**RECORDS FOR PROCESSING**

▬▬▬▬▬▬

PR #458, opened 2021-04-22
Temporary fix for FG issues

DStrand1:
Due to changes with Forge's maven hosting locations, and the Forge Team's slowness/refusal to update FG2.3, this PR provides a temporary fix so that we can continue development for now.

The build.gradle is pointed to a forked copy of FG 2.3, fixing a bug that was attempted to be fixed on the official repo, but was refused. If we are satisfied with this solution, we can move the FG 2.3 fork into the Gregicality team, though I think we should wait for a while before doing that.

Additionally I moved AE2 to a provided jar, as for whatever reason it was having issues being fetched after making these changes.


Yefancy (approved):

Yefancy:
nice fixes. but i do also think we should wait a little while

DStrand1:
It is quite clear to me that Forge has no intention of committing fixes to ForgeGradle 2.3, as their "support for old versions" is focused at trying to make ForgeGradle 3 more usable, but that is a large change that I don't think is worth making. This at least lets us continue developing for now so we do not have to wait and see if Forge decides to be nice to us

Yefancy:
I have not noticed forge's intention. if so like you said, i think its really not necessary to wait for forge's feedback

build.gradle
```diff
@@ -87,7 +90,7 @@ dependencies {
     provided "com.github.mcjty:xnet:1.12-1.8.2"
```
Yefancy, line 90: I have a suggestion, I think we should adjust all non-essential dependencies to provoided. Only compile gtce, jei, top, codechicken, CT.

Yefancy, line 90: I have a suggestion, I think we should adjust all non-essential dependencies to provoided. Only compile gtce, jei, top, codechicken, CT.

DStrand1: I agree, this will save a lot of launch time and let us still develop using their code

▬▬▬▬▬▬

**EXERCISE DIRECTIONS**
In the listing above, find each line containing "their" and copy it.

**RESPONSE FOR THIS EXERCISE**
It is quite clear to me that Forge has no intention of committing fixes to ForgeGradle 2.3, as their "support for old versions" is focused at trying to make ForgeGradle 3 more usable, but that is a large change that I don't think is worth making. This at least lets us continue developing for now so we do not have to wait and see if Forge decides to be nice to us
DStrand1: I agree, this will save a lot of launch time and let us still develop using their code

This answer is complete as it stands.